=== Work task ===
Find the word "attractor" in the listing below, then return every line it appears in.

=== Records ===
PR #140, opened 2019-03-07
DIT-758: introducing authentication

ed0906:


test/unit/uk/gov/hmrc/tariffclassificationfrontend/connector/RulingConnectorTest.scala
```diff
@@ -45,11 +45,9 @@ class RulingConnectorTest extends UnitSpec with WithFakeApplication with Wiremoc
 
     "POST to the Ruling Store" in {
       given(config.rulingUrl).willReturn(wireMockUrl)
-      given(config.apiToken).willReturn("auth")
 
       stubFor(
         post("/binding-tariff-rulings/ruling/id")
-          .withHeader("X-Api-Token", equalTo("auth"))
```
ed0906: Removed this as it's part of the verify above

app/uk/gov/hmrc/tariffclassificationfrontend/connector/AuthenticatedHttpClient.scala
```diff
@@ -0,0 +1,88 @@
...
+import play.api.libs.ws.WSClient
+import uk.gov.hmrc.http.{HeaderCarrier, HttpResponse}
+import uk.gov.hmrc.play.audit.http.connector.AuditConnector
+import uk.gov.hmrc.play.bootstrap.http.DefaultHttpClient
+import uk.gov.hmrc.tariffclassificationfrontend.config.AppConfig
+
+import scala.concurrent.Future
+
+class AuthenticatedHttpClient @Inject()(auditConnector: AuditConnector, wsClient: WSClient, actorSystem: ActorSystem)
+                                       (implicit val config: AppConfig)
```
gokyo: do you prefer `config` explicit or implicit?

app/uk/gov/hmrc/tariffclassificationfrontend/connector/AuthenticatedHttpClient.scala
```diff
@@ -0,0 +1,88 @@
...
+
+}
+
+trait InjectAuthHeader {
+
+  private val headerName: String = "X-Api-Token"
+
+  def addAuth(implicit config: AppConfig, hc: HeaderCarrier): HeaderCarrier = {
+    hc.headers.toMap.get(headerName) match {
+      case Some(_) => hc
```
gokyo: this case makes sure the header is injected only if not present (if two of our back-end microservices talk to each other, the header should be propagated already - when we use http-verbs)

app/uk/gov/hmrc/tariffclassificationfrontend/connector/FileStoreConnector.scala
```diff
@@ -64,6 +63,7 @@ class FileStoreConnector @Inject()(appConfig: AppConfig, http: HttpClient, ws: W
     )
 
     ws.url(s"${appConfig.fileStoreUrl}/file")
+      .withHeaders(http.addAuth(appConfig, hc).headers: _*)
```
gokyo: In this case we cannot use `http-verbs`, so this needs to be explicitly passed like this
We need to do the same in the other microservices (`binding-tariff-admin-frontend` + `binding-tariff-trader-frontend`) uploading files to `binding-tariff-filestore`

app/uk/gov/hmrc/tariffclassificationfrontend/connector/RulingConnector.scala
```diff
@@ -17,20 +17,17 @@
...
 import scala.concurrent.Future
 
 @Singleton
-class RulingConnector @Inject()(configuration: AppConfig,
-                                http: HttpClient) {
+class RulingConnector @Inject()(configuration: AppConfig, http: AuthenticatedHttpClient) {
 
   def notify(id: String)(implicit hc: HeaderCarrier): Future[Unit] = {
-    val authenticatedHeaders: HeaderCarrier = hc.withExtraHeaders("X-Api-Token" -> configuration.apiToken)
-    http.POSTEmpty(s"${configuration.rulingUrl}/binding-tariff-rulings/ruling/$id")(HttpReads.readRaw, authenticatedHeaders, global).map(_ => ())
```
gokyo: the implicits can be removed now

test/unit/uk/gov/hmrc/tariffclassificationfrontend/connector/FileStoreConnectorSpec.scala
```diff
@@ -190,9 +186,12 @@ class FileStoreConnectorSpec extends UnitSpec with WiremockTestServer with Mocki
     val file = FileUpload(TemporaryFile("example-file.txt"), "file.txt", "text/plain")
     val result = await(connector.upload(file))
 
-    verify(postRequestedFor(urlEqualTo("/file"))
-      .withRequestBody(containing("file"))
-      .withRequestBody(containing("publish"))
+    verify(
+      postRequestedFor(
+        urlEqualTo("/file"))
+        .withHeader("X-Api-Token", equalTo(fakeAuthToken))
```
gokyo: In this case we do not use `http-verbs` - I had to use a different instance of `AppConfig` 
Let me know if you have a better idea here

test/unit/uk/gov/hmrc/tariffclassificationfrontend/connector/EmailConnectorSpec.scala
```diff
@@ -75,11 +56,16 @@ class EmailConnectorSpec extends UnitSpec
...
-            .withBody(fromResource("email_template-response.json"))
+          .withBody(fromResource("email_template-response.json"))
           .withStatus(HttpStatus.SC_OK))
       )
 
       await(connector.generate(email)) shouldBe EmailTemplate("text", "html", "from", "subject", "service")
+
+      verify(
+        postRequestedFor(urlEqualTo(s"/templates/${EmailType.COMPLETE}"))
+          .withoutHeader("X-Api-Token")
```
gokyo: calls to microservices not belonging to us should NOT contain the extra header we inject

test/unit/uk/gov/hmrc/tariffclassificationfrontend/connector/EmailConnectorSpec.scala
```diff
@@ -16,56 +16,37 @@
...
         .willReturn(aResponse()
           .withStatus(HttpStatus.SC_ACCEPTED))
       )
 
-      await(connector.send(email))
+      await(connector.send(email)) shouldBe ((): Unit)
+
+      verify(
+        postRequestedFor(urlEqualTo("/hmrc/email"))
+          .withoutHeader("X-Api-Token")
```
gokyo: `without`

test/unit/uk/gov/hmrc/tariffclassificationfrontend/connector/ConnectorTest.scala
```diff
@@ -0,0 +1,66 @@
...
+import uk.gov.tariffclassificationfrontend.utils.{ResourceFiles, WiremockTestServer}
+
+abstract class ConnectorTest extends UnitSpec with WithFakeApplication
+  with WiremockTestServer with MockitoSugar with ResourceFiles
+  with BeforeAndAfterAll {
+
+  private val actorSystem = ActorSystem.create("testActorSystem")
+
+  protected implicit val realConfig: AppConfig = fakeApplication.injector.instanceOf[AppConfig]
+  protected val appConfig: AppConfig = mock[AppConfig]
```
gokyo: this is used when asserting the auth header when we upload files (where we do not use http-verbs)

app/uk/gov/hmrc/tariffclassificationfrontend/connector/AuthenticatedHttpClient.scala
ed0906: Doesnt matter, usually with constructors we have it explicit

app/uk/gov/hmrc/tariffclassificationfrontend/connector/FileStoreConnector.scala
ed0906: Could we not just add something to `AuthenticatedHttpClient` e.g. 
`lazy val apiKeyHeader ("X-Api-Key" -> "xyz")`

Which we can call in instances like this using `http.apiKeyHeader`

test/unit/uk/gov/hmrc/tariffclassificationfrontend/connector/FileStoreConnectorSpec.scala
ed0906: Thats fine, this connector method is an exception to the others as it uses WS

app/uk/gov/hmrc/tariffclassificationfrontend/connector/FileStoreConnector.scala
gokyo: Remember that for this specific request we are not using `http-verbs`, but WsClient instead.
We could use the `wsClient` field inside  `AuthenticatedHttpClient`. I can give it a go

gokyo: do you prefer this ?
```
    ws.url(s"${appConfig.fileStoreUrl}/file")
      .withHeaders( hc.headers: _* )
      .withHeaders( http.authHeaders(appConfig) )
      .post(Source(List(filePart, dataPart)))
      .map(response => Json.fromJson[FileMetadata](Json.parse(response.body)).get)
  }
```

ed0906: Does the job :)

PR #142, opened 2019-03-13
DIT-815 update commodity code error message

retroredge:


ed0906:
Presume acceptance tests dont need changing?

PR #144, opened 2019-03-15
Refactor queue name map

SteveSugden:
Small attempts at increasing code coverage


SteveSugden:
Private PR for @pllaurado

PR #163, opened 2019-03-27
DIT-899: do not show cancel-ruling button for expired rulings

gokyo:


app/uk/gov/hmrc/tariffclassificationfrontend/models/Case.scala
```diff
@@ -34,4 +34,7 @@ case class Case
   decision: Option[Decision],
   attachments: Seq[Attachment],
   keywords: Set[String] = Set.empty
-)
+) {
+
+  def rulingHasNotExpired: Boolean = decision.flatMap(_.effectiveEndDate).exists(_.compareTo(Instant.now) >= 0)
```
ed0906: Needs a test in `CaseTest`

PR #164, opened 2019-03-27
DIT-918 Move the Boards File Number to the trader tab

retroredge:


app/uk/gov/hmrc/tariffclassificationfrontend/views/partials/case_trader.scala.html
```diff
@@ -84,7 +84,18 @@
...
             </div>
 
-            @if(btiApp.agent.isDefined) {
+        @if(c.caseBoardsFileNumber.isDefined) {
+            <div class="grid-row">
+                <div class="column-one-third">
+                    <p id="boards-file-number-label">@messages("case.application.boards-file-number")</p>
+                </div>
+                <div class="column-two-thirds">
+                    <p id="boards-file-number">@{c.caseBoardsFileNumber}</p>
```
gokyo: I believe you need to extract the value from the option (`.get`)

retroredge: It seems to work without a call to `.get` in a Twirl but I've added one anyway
--
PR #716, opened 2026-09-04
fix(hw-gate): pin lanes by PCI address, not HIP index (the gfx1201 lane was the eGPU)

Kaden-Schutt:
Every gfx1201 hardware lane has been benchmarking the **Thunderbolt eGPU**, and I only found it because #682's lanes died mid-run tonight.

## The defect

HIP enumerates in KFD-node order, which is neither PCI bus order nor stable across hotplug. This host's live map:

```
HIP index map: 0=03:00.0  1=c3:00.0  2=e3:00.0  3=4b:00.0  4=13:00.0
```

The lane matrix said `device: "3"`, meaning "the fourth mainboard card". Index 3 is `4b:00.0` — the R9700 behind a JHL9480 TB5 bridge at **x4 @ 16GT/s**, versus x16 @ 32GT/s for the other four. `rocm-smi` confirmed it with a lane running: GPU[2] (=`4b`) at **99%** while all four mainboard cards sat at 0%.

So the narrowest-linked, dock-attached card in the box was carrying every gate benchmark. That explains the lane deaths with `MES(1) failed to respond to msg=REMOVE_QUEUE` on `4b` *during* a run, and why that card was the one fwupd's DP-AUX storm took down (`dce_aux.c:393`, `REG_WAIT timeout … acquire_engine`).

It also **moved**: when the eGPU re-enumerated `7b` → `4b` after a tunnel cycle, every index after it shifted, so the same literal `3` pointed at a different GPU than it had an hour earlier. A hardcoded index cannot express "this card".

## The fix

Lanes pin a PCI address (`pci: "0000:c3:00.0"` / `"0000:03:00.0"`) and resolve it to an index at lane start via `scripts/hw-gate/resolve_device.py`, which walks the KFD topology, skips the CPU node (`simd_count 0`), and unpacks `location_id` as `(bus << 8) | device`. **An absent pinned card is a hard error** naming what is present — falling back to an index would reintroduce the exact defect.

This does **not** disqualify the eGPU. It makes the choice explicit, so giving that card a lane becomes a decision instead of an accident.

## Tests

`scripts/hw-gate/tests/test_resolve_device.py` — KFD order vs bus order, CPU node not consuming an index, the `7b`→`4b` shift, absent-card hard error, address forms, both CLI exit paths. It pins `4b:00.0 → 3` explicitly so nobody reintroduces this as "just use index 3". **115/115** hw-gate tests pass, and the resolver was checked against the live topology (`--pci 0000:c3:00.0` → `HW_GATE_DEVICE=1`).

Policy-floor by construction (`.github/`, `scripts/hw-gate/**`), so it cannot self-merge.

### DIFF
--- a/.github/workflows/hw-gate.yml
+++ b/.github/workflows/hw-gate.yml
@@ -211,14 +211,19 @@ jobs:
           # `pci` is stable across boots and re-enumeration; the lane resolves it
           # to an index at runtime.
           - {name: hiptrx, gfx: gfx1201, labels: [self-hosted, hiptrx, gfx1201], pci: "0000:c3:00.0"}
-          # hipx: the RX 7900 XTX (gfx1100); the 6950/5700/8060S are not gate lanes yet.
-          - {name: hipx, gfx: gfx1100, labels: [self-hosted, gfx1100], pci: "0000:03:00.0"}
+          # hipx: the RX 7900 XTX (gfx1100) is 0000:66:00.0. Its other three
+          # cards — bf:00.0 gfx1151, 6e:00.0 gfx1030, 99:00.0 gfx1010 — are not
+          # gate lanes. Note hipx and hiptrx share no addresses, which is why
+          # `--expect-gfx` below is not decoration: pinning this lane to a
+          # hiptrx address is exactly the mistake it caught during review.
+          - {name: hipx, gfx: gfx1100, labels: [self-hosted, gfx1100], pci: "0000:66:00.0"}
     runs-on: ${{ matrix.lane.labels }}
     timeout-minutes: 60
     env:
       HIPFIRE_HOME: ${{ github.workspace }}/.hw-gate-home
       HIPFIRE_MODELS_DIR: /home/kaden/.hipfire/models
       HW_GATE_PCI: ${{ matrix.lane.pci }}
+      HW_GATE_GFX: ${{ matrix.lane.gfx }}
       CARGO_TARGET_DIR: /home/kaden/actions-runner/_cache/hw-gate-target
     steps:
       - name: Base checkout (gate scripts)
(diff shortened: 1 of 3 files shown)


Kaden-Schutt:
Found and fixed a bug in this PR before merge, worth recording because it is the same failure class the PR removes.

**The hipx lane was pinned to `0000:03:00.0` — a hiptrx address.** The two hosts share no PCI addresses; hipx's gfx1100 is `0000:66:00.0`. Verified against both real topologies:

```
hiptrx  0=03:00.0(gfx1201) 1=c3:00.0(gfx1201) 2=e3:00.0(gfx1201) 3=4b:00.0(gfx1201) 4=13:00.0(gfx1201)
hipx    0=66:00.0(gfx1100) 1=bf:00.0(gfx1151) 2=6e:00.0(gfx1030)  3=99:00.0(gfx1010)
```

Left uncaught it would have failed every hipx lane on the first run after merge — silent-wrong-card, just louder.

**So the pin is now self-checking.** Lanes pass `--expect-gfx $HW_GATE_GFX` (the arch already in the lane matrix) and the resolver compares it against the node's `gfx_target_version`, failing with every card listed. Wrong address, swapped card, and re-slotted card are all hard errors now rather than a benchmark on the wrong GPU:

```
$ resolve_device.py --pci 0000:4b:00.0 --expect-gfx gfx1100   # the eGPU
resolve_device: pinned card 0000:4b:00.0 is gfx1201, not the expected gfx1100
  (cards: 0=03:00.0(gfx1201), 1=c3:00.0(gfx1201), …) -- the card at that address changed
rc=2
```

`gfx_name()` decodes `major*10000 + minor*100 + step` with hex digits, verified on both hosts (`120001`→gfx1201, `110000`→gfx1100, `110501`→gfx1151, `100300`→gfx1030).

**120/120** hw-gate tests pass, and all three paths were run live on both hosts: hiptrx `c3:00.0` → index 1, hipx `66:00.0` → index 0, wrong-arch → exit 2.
---
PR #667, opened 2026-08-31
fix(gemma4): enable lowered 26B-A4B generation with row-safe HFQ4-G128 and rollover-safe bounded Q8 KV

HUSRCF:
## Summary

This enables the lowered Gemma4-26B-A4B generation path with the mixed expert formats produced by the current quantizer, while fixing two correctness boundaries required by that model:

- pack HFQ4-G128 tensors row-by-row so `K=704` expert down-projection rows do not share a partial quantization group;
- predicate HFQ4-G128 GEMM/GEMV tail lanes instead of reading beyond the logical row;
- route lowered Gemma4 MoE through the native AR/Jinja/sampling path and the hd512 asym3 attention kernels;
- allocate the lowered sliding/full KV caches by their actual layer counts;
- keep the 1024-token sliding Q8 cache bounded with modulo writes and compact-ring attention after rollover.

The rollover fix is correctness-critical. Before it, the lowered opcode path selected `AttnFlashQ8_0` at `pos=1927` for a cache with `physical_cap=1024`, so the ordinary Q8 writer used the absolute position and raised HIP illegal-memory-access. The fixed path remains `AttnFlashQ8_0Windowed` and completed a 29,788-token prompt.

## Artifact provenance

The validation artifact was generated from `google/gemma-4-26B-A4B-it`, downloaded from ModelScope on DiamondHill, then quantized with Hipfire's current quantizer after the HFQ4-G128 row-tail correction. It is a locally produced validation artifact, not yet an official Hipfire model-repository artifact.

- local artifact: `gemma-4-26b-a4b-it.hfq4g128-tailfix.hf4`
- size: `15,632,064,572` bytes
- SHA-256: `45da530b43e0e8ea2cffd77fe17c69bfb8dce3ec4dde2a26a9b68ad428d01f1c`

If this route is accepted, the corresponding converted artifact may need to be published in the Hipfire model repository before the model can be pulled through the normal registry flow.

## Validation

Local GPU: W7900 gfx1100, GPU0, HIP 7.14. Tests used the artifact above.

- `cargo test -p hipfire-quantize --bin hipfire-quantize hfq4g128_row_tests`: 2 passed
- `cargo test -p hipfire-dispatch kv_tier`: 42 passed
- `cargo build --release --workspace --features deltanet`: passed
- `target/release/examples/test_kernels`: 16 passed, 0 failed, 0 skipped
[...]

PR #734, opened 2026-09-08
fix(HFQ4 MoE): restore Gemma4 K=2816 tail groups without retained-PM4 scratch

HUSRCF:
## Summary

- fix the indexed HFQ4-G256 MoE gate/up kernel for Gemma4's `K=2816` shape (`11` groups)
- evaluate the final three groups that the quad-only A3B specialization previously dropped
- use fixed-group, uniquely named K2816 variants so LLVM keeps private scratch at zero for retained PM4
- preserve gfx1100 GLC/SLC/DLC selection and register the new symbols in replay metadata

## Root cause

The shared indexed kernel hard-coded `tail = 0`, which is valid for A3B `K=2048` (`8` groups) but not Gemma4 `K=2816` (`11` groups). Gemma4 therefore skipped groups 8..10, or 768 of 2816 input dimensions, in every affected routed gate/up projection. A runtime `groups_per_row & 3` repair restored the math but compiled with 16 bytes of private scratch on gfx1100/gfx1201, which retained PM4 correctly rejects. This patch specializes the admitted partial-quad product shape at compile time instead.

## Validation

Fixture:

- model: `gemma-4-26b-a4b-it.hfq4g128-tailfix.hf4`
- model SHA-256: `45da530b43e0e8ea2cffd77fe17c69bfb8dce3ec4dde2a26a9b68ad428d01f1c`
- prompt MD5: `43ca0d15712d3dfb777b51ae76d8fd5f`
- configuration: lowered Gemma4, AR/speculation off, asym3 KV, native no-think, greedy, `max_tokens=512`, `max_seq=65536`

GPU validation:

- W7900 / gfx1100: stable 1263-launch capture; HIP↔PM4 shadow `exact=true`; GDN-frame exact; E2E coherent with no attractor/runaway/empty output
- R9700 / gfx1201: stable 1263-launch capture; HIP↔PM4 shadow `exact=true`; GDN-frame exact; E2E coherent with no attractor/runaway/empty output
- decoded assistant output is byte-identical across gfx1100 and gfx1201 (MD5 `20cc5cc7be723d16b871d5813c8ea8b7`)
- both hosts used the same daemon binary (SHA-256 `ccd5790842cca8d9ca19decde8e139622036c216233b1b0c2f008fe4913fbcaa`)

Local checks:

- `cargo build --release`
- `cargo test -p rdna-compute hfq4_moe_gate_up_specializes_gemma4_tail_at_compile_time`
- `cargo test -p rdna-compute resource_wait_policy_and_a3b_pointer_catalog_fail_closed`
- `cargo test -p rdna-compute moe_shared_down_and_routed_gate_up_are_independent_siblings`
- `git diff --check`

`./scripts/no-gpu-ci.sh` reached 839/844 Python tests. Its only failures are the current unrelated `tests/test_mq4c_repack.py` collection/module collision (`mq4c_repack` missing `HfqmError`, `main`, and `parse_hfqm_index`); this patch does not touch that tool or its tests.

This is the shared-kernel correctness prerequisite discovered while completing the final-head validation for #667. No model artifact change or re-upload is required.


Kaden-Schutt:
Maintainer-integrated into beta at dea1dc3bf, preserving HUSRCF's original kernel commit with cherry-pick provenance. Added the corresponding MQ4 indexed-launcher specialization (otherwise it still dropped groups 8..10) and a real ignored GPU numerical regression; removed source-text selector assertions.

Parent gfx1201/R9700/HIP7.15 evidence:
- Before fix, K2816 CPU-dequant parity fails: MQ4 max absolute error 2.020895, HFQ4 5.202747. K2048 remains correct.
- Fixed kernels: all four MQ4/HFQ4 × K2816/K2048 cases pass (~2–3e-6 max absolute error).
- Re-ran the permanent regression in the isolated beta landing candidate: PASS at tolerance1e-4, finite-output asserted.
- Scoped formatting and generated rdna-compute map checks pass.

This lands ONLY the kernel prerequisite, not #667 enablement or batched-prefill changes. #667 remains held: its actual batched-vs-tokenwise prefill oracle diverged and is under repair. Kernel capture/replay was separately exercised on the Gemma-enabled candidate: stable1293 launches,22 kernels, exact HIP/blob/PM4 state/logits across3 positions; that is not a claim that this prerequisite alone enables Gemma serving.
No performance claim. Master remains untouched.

=== Task response ===
- W7900 / gfx1100: stable 1263-launch capture; HIP↔PM4 shadow `exact=true`; GDN-frame exact; E2E coherent with no attractor/runaway/empty output
- R9700 / gfx1201: stable 1263-launch capture; HIP↔PM4 shadow `exact=true`; GDN-frame exact; E2E coherent with no attractor/runaway/empty output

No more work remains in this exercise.